Residency should be flexible in adoption of adult child
Judicial discretion should be exercised if someone wants to adopt an adult child from another jurisdiction, says Ottawa family lawyer and civil litigator Timothy N. Sullivan.
So when Justice Bruce E. Pugsley said he could not grant an adoption order of a step-daughter because the intended step-father, a 71-year-old man, lived in Newfoundland and not Ontario, the law was followed but “justice might not have necessarily been done,” Sullivan says.
“There is a pride of place in saying, ‘That’s my dad,’” says Sullivan, who comments generally and is not involved in the case. “The intended step-daughter can say that, but it’s not recognized in law until she’s adopted legally.”
The result, Sullivan says, is the 48-year-old woman in Re G. (K.A.), 2015 ONCJ 615 (CanLII) who had fostered a relationship with her mother’s husband, may have problems in the future if there is no will or one is invalid.
“The legal effect of an adoption is minimal but it’s still not zero,” he says. “She won’t be accorded the benefit of being the de facto child of that prospective father or on a Family Law Act claim, for example.”
The court ruled it had no jurisdiction on the matter because of the firm wording of the Child and Family Services Act, the judge wrote in his decision.
“The difficulty faced by the parties here however is not on the merits per se but rather whether the court has any jurisdiction to make the adoption order here at all,” Pugsley wrote.
The act identifies a residency requirement that the court “shall not make an order under this section for the adoption of, or on the application of, a person who is not a resident of Ontario.”
While the applicant used to live in Ontario, and still visits on occasion, he no longer lives there, he says.
“The court is therefore prohibited by the mandatory wording of subsection 146 (5) of the Act from making an adoption order here, even if such an order passed muster on the merits.”
Sullivan says while he admires when judges interpret a literal reading of the law, it didn’t make sense in this case.
“It’s unfortunate the court could not have recognized him as an Ontario resident,” Sullivan says.
Sullivan compares the case to Roberts v Bedard, 2015 ONSC 7918 (CanLII), when the court recognized the father to be a resident of Ontario, even though he had property in Quebec.

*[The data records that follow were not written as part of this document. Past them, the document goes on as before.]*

PR #844, opened 2019-11-13
Print more details in ElementsMatch

martin-sucha:
It is not very helpful to print that the lengths differ when an
assertion fails, since that does not reveal what the cause of the issue
might be.

Let's print which elements are extra in each list, that should convey
the relevant information to the user. Also use spew to format the
objects, similar to what Equal does, to make the output more readable.

### DIFF
--- a/assert/assertions.go
+++ b/assert/assertions.go
@@ -881,26 +881,38 @@ func ElementsMatch(t TestingT, listA, listB interface{}, msgAndArgs ...interface
 		return true
 	}
 
-	aKind := reflect.TypeOf(listA).Kind()
-	bKind := reflect.TypeOf(listB).Kind()
-
-	if aKind != reflect.Array && aKind != reflect.Slice {
-		return Fail(t, fmt.Sprintf("%q has an unsupported type %s", listA, aKind), msgAndArgs...)
+	if !isList(t, listA, msgAndArgs...) || !isList(t, listB, msgAndArgs...) {
+		return false
 	}
 
-	if bKind != reflect.Array && bKind != reflect.Slice {
-		return Fail(t, fmt.Sprintf("%q has an unsupported type %s", listB, bKind), msgAndArgs...)
+	extraA, extraB := diffLists(listA, listB)
+
+	if len(extraA) == 0 && len(extraB) == 0 {
+		return true
 	}
 
+	return Fail(t, formatListDiff(listA, listB, extraA, extraB), msgAndArgs...)
+}
+
+// isList checks that the provided value is array or slice.
+func isList(t TestingT, list interface{}, msgAndArgs ...interface{}) (ok bool) {
+	kind := reflect.TypeOf(list).Kind()
+	if kind != reflect.Array && kind != reflect.Slice {
+		return Fail(t, fmt.Sprintf("%q has an unsupported type %s, expecting array or slice", list, kind),
+			msgAndArgs...)
+	}
+	return true
+}
+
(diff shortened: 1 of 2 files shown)


assert/assertions.go
```diff
@@ -898,9 +898,7 @@ func ElementsMatch(t TestingT, listA, listB interface{}, msgAndArgs ...interface
 	aLen := aValue.Len()
 	bLen := bValue.Len()
 
-	if aLen != bLen {
-		return Fail(t, fmt.Sprintf("lengths don't match: %d != %d", aLen, bLen), msgAndArgs...)
-	}
+	var extraA, extraB []interface{}
```
boyan-soubachov: The function `ElementsMatch` looks a bit long and unwieldy. Would it make sense to refactor it into a few smaller, unit-tested functions?

martin-sucha: I have split `ElementsMatch` to smaller functions and added a test for the main one.

assert/assertions.go
```diff
@@ -918,11 +932,37 @@ func ElementsMatch(t TestingT, listA, listB interface{}, msgAndArgs ...interface
...
 		}
 		if !found {
-			return Fail(t, fmt.Sprintf("element %s appears more times in %s than in %s", element, aValue, bValue), msgAndArgs...)
+			extraA = append(extraA, element)
 		}
 	}
 
-	return true
+	for j := 0; j < bLen; j++ {
+		if !visited[j] {
```
boyan-soubachov: Would it be neater if we changed this to a guard clause? e.g.
```
for .... {
    if visited[j] {
        continue
    }
    extraB = append(...)
}
```

assert/assertions.go
```diff
@@ -881,27 +881,41 @@ func ElementsMatch(t TestingT, listA, listB interface{}, msgAndArgs ...interface
...
 	}
 
-	aKind := reflect.TypeOf(listA).Kind()
-	bKind := reflect.TypeOf(listB).Kind()
+	aOk := checkList(t, listA, msgAndArgs...)
+	bOk := checkList(t, listB, msgAndArgs...)
 
-	if aKind != reflect.Array && aKind != reflect.Slice {
-		return Fail(t, fmt.Sprintf("%q has an unsupported type %s", listA, aKind), msgAndArgs...)
+	if !aOk || !bOk {
```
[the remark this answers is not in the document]
martin-sucha: This check does not test whether an element is contained, but that listA and listB are of type list. I have renamed `checkList` to `isList` (and inlined the function call into the if condition).

assert/assertions.go
martin-sucha: Updated.

assert/assertions.go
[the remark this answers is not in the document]
boyan-soubachov: Good point, I must've confused them.

assert/assertions_test.go
```diff
@@ -788,6 +788,27 @@ func TestElementsMatch(t *testing.T) {
 	}
 }
 
+func TestDiffLists(t *testing.T) {
+	check := func(listA, listB interface{}, extraA, extraB []interface{}) {
```
boyan-soubachov: Thank you, one last thing.

Would it not be clearer if we convert these unit tests to table-driven tests? (https://github.com/golang/go/wiki/TableDrivenTests)

martin-sucha: Okay, updated.

martin-sucha:
@boyan-soubachov could this be merged please?

PR #845, opened 2019-11-15
Add ContainsValue for maps

jybp:
The current `Contains` func doesn't allow to check for specific values within a map.

Having an easy way to check for map values is really useful.
Especially when map keys are random or can't be known inside the test.
I added it outside of the current `Contains` func.


boyan-soubachov:
I am closing this PR due to inactivity. Please feel free to comment/reopen if you wish to address the issues.

PR #846, opened 2019-11-26
don't fail the whole build on go-tip failures

phemmer:
tip:
* Can change at any time
* Has no stability/compatability guarantee
* Is development code & can be broken
* Is out of control of testify contributors

I addition, go versions 1.12 and 1.13 are completely missing from the build matrix, as well as "release", yet "tip" is present...

### DIFF
--- a/.travis.yml
+++ b/.travis.yml
@@ -12,6 +12,8 @@ matrix:
     - go: "1.11.x"
       env: GO111MODULE=on
     - go: tip
+  allow_failures:
+    - go: tip
   script:
     - ./.travis.gogenerate.sh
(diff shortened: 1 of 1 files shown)


boyan-soubachov:
@phemmer , thank you for the contribution. We've recently had some changes in the `.travis.yml` file which add Go 1.11 - 1.13. 

I think this change is a good idea. Would it also not make sense to then add another travis build that is the latest official release without explicitly mentioning a version? I.e. a stable version of `tip`?

We can then have `tip` be allowed to fail but the latest release not so; this will ensure that we always support the latest official release when making any code changes.

Issue #841, opened 2019-11-10
go generate ./... broken on Go 1.12+


leighmcculloch:
The repository uses `go generate ./...` to generate the required and assertion formatter files, but when following the instructions in the `README.md` and following the example in `.travisci.gogenerate.sh` to generate the files with either Go 1.12.13 or 1.13.4, the following errors occur:

```
2019/11/09 22:18:23 open /home/leighmcculloch/devel/testify/src/github.com/stretchr/testify/assert/assertion_format.go: no such file or directory
exit status 1
assert/assertions.go:25: running "go": exit status 1
2019/11/09 22:18:24 open /home/leighmcculloch/devel/testify/src/github.com/stretchr/testify/assert/assertion_format.go: no such file or directory
exit status 1
require/forward_requirements.go:16: running "go": exit status 1
```

It looks like this code in the generator that looks up where the code lives is finding the code path incorrectly in these newer versions of Go that support Go modules. The code is located on my system outside a GOPATH.

https://github.com/stretchr/testify/blob/e442a1631a73174a4afde5b4c41ba21cde6f6889/_codegen/main.go#L174-L184

If I try moving the project to my GOPATH, I get a new set of errors:
```
2019/11/09 22:23:48 assertions.go:20:2: could not import github.com/davecgh/go-spew/spew (can't find import: "github.com/stretchr/testify/vendor/github.com/davecgh/go-spew/spew")
exit status 1
assert/assertions.go:25: running "go": exit status 1
2019/11/09 22:23:48 assertions.go:20:2: could not import github.com/davecgh/go-spew/spew (can't find import: "github.com/stretchr/testify/vendor/github.com/davecgh/go-spew/spew")
exit status 1
require/forward_requirements.go:16: running "go": exit status 1
```

boyan-soubachov:
As we spoke about in #848, happy to work on a solution for this to make it a bit less manual.

An initial thought I had is to add a git commit hook for any code modifying the 'base' files to automatically (and correctly) run `go generate`. That way, commits should automatically have up-to-date versions of the generated files.

leighmcculloch:
I saw your message on the PR but I haven't had a chance to retry the process as you described.

I think part of the issue is the generate process being dependent on a GOPATH and with Go Modules disabled. Testify is widely used, but still only runs its CI tests on Go 1.11 as the latest release which is pretty old and no longer supported. Rather than adding a githook I think it probably needs:

1. To be updated to work with Go Modules / Go 1.13+.
[...]

PR #848, opened 2019-11-29
Rerun go generate

boyan-soubachov:
* Added generated code for new assert & require tests

### DIFF
--- a/assert/assertion_format.go
+++ b/assert/assertion_format.go
@@ -325,14 +325,6 @@ func JSONEqf(t TestingT, expected string, actual string, msg string, args ...int
 	return JSONEq(t, expected, actual, append([]interface{}{msg}, args...)...)
 }
 
-// YAMLEqf asserts that two YAML strings are equivalent.
-func YAMLEqf(t TestingT, expected string, actual string, msg string, args ...interface{}) bool {
-	if h, ok := t.(tHelper); ok {
-		h.Helper()
-	}
-	return YAMLEq(t, expected, actual, append([]interface{}{msg}, args...)...)
-}
-
 // Lenf asserts that the specified object has specific length.
 // Lenf also fails if the object has a type that len() not accept.
 //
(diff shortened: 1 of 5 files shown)


assert/assertion_format.go
```diff
@@ -557,6 +562,14 @@ func WithinDurationf(t TestingT, expected time.Time, actual time.Time, delta tim
 	return WithinDuration(t, expected, actual, delta, append([]interface{}{msg}, args...)...)
 }
 
+// YAMLEqf asserts that two YAML strings are equivalent.
+func YAMLEqf(t TestingT, expected string, actual string, msg string, args ...interface{}) bool {
```
boyan-soubachov: @georgelesica-wf , @ernesto-jimenez : May I ask what the logic behind having this function in the package is? 

It seems a bit too close to a specific use-case rather than general testing business logic, in my opinion.

leighmcculloch: Testing YAML and JSON equality is particularly difficult and that function and it's JSON counterpart makes it a lot easier and test output a lot easier to understand when two don't match. I don't think it is particularly business logic. Regardless, this function probably needs to stay if it's been added otherwise the change would be breaking?

leighmcculloch:
@boyan-soubachov What version of Go are you running these go generate commands with? I just opened #841 because I'm getting errors when attempting to do so. I'm wondering how you've managed to get it to go.

assert/assertion_format.go
boyan-soubachov: I understand the arguments/concerns about difficulty of testing JSON & YAML but my question arises from the fact that there are always new standards becoming the _de facto_ of the day :) 

I guess the argument I was trying to make is should the `testify` package also include standards-based formats or should be kept as a simple, low-level framework. I guess that's something for the steering group to decide :)

This won't be a breaking change by the way as one can only use the these functions in their code if they were `go generate`d. Since this code was never previously generated, it wouldn't have been used.

boyan-soubachov:
@leighmcculloch , I used go 1.13. The key-part is that go modules behave differently when in the `$GOPATH` and so one would get a lot of errors about missing imports. 

The way I solved it is by turning go-modules off for this repo (I kept it in my `$GOPATH`), `go get`ting  all the necessary imports and rerunning `go generate`

assert/assertion_format.go
glesica: Agreed that it's on the line, but in terms of philosophy I don't have strong feelings. Whatever the community finds helpful is probably fine as long as we don't go crazy.

boyan-soubachov:
Fair point. Thank you for the clarification and review 🙂

Issue #849, opened 2019-12-04
How to FailNow during SetupSuite?


AaronNBrock:
I'm writing a testing suite that spins up some resource on `SetupSuite` (in my case a virtual machine), runs some tests against it, then destroys the resource on `TearDownSuite`.

Now, sometimes the resource may fail to spin up or have some issue with it which makes running the tests useless, in which case I'd like to `suite.T().FailNow()`.  However, if you run `suite.T().FailNow()` during `SetupSuite` then the `TearDownSuite` never runs, which could lead to the VM not being destroyed & could lead to dangling/costly VMs.

Is this by design?  If so, how could I go about solving my issue.

glesica:
Would it make sense to let the setup finish and then have a test that runs immediately afterward and asserts that the environment is configured correctly? That being said, it seems reasonable that the teardown should at least run optionally if setup fails.

AaronNBrock:
@glesica the issue with doing it in the first test is I need the ability to pick and choose which tests I run (Some may take a long time).  I could maybe add this check during the `SetupTest`.  But, that's not an amazing solution because it leads to the tests being run over and over again, which is probably fine in _my_ case, but I could imagine that being a problem.

talha0324:
Any fix or a good workaround for this?

sneko:
For me this issue is still relevant. See https://github.com/stretchr/testify/issues/1123

PR #850, opened 2019-12-04
Move teardown defers to before setup

AaronNBrock:
A solution proposition for my issue #849


glesica:
I'm not opposed to this on principle, but I want to give it a few days to percolate in case this has consequences I'm not thinking of.

dmarkhas:
+1 for this, we're also hitting the same issue and would love to see this get fixed

AaronNBrock:
The only case I can see where this would cause a test to break is if they relied on the fact that the tear down doesn't run if the SetUp fails, e.g. SetUp creates a file & tear down tries to read it w/o verifying it exists.

But, that's probably bad practice anyhow.

boyan-soubachov:
> The only case I can see where this would cause a test to break is if they relied on the fact that the tear down doesn't run if the SetUp fails, e.g. SetUp creates a file & tear down tries to read it w/o verifying it exists.
> 
> But, that's probably bad practice anyhow.

👍 . Hopefully not too many people rely on this behaviour.

boyan-soubachov:
image
Oddly, the branch still has merge conflicts. Do you mind doing a rebase and force-push?

boyan-soubachov:
Have rebased in a separate PR (#931) due to demand and time.

mvdkleijn:
Closing this PR in favor of the new one at #931

Issue #1585, opened 2024-04-11
Regexp accepts interface{}


kevinburkesegment:
The signature for [`assert.Regexp`](https://pkg.go.dev/github.com/stretchr/testify/assert#Regexp) (and associated methods) is:

```go
func Regexp(t TestingT, rx interface{}, str interface{}, msgAndArgs ...interface{}) bool {
```

However, these methods immediately call `matchRegexp`, which is this:

```go
func matchRegexp(rx interface{}, str interface{}) bool {

	var r *regexp.Regexp
	if rr, ok := rx.(*regexp.Regexp); ok {
		r = rr
	} else {
		r = regexp.MustCompile(fmt.Sprint(rx))
	}

	return (r.FindStringIndex(fmt.Sprint(str)) != nil)

}
```

Given this - wouldn't it make more sense for the signature to just be `*regexp.Regexp` and `string` ? The latter cast would likely help prevent unexpected behavior around the `fmt.Sprint` call.

dolmen:
Changing the signature of `assert.Regexp`, `assert.NotRegexp` (...) with stricter types would break compatibility. At this point detecting usage errors can only be made via a linter like testifylint.

ccoVeille:
> Changing the signature of `assert.Regexp`, `assert.NotRegexp` (...) with stricter types would break compatibility. At this point detecting usage errors can only be made via a linter like testifylint.

I agree with you about the compatibility issue if it was chanted, but what about changing the signature for testify v2?

Would it be acceptable?

ccoVeille:
For record, I noticed by myself the way to solve this in testify is way more complex than I thought

I'm talking about it here

https://github.com/Antonboom/testifylint/issues/81#issuecomment-2060642389

PR #1587, opened 2024-04-11
assert.Regexp: handle []byte array properly

kevinburkesegment:
## Summary

The regexp package works more efficiently on bytes; if you have bytes, it is easier to pass these directly to assert.Regexp than to convert them to a string first.

In addition, FindIndex/FindStringIndex are unnecessary here because we immediately throw away the result - let's just call Match() instead.

## Motivation

More efficient test calls, fewer casts in test code. 

## Related issues

Updates #1585.


dolmen (approved):
LGTM

MovieStoreGuy (approved):

PR #1588, opened 2024-04-12
Correct the EventuallyWithT and EventuallyWithTf example

JonCrowther:
## Summary
The example used for `EventuallyWithT` documentation doesn't actually pass.

## Changes
Updated the example to be correct by swapping the times used for `waitFor` and `tick`

## Motivation
I was looking at the docs and, based on the example, mistakenly set `waitFor` to be a shorter time than `tick`, which means `condition` never gets called. Hopefully this helps other people avoid the same mistake.


dolmen (approved):
LGTM

PR #1595, opened 2024-05-03
Assertion for minimum number of method/function invocations

shalinlk:
## Summary
Method for asserting minimum number of invocations made to a method.

## Changes
Added assertion method named `AssertMinNumberOfCalls` which takes expected minimum number of calls along with the method name for assertion. Assertion fails if specified minimum number of invocations are not made to the method.

## Motivation
There are cases where exact number of invocations of a method cannot be predetermined accurately. Eg, number of network calls made by a retry logic which is governed by time out and time delay. Number of calls made in such cases will depend on time of previous call and time out of governing context. Hence ability to ensure a minimum threshold is required

## Example usage
```
mockClient.AssertMinNumberOfCalls(t, "ModifyRule", 6)
```

### DIFF
--- a/mock/mock.go
+++ b/mock/mock.go
@@ -648,6 +648,22 @@ func (m *Mock) AssertNumberOfCalls(t TestingT, methodName string, expectedCalls 
 	return assert.Equal(t, expectedCalls, actualCalls, fmt.Sprintf("Expected number of calls (%d) does not match the actual number of calls (%d).", expectedCalls, actualCalls))
 }
 
+// AssertMinNumberOfCalls asserts that the method was called at-least expectedMinCalls times.
+func (m *Mock) AssertMinNumberOfCalls(t TestingT, methodName string, expectedMinCalls int) bool {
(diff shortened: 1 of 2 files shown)


riyasyash (approved):

riyasyash (approved):

brackendawson:
How does this behave if the method has multiple calls? The doc on the new method doesn't say.

I would prefer not to expand the API with more methids like this. I don't think `AssertNumberOfCalls` should have been added because it has the same problem. It's better to set the expectations up front and use `AssertExpectations`. This is how you can cleanly assert a minimum number of calls up front:
```go
func TestMyClassDoThings(t *testing.T) {
	mockThing := &myMockThing{}
	mockThing.Test(t)
	defer mockThing.AssertExpectations(t)
	mockThing.On("ModifyRule").Return().Times(6)
	mockThing.On("ModifyRule").Return().Maybe()
	
	c := MyClass{
		Thing: mockThing,
	}
	c.DoThings()
}
```

Issue #1597, opened 2024-05-14
Mock code is prone to data races


petergardfjall:
## Description

Testify mocks are currently prone to data races when supplied a pointer argument (that may be concurrently updated elsewhere).

In several instances of our code, we have started seeing data races when running `go test -race` that originate from testify code. More specifically these data races occur whenever a mock pointer argument is concurrently modified. The reason being that `Arguments.Diff` uses the `%v` format specifier to get a presentable string for the argument. This also traverses the pointed-to data structure, which would lead to the data race.

We did not see these issues earlier, but they started appearing lately after we upgraded to go 1.22. Not sure if that is a coincidence, but maybe performance improved in such a way that these data races suddenly started surfacing.

We need to test our code for race conditions with `go test -race`, and we cannot have testify be the offender of data races.

A PR to resolve the issue is suggested in TODO
(It should be noted that it is heavily inspired by https://github.com/stretchr/testify/pull/1229, but since that PR hasn't seen any updates in over a year I decided to start fresh).

## Step To Reproduce
See test case in suggested fix PR: TODO

lbcjbb:
You can also trigger this issue with this simple code below using `io.Pipe`, with Go `1.22.5`. No problem with Go `1.21.12`.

In most matters touching on children, such as custody and access, jurisdiction rests where the child is resident, Sullivan points out.
“The court found in Roberts that he was a resident for the purposes of varying child support. It worked for the obligation of paying child support according to Ontario law because he occasionally spent time here.”
“The best way for the father to protect his relationship with the adult woman is to identify the relationship in a properly executed will,” Sullivan says.
“He can give whatever he wants to whomever he wants, but if he doesn’t have a will, there is a statutory regime to distribute property so his intended adoptive daughter might be excluded from the distribution.”